🤖 AI Summary
This study addresses key challenges in human–AI real-time musical improvisation—namely, high latency, opaque intent, and weak collaboration—by proposing a low-latency, interpretable AI co-creative framework. Methodologically, we develop a lightweight Transformer-based generative model, fine-tuned via reinforcement learning to jointly optimize musical coherence and real-time responsiveness; introduce an “expectation visualization” mechanism that explicitly renders the model’s generative plan as actionable motion trajectories; and integrate a Web-based audio streaming pipeline with optimized interaction protocols to achieve end-to-end latency under 50 ms. A controlled user study with professional musicians demonstrates statistically significant improvements in ensemble naturalness, performer engagement, and creative fluency (p < 0.01).

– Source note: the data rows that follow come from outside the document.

PR #230, opened 2023-04-27
Add a LICENSE.txt

netsettler:
* Best practices is to have a `LICENSE.txt` with all of our repositories. I've added one here
* While I was here, I added some adjustments to `.gitignore` to know about a few more filenames.

### DIFF
--- a/.gitignore
+++ b/.gitignore
@@ -1,2 +1,14 @@
+# npm
 node_modules
-.DS_store
+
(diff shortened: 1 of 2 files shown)


Bianca-Morris (approved):
Seems reasonable. Heads up to @utku-ozturk and @gsabanci that this is being added.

The framework establishes a novel paradigm for explainable, real-time AI–human musical collaboration, advancing both technical performance and human-centered design in interactive AI music systems.
📝 Abstract
Recent advances in generative artificial intelligence (AI) have created models capable of high-quality musical content generation. However, little consideration is given to how to use these models for real-time or cooperative jamming musical applications because of crucial required features: low latency, the ability to communicate planned actions, and the ability to adapt to user input in real-time. To support these needs, we introduce ReaLJam, an interface and protocol for live musical jamming sessions between a human and a Transformer-based AI agent trained with reinforcement learning. We enable real-time interactions using the concept of anticipation, where the agent continually predicts how the performance will unfold and visually conveys its plan to the user. We conduct a user study where experienced musicians jam in real-time with the agent through ReaLJam. Our results demonstrate that ReaLJam enables enjoyable and musically interesting sessions, and we uncover important takeaways for future work.